Exercise aim: The result should be every line in the data below that carries the string "Ember".

#### Input material ####

PR #2705, opened 2026-03-24
Address Ember-Data array like deprecation

JanMa:
## Description

Update the UI Codebase to address the [Ember-Data Array Like](https://deprecations.emberjs.com/id/ember-data-deprecate-array-like) deprecation. This is a lot of search and replace, I recommend looking at it commit by commit.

####

Response to this task:
Address Ember-Data array like deprecation
Update the UI Codebase to address the [Ember-Data Array Like](https://deprecations.emberjs.com/id/ember-data-deprecate-array-like) deprecation. This is a lot of search and replace, I recommend looking at it commit by commit.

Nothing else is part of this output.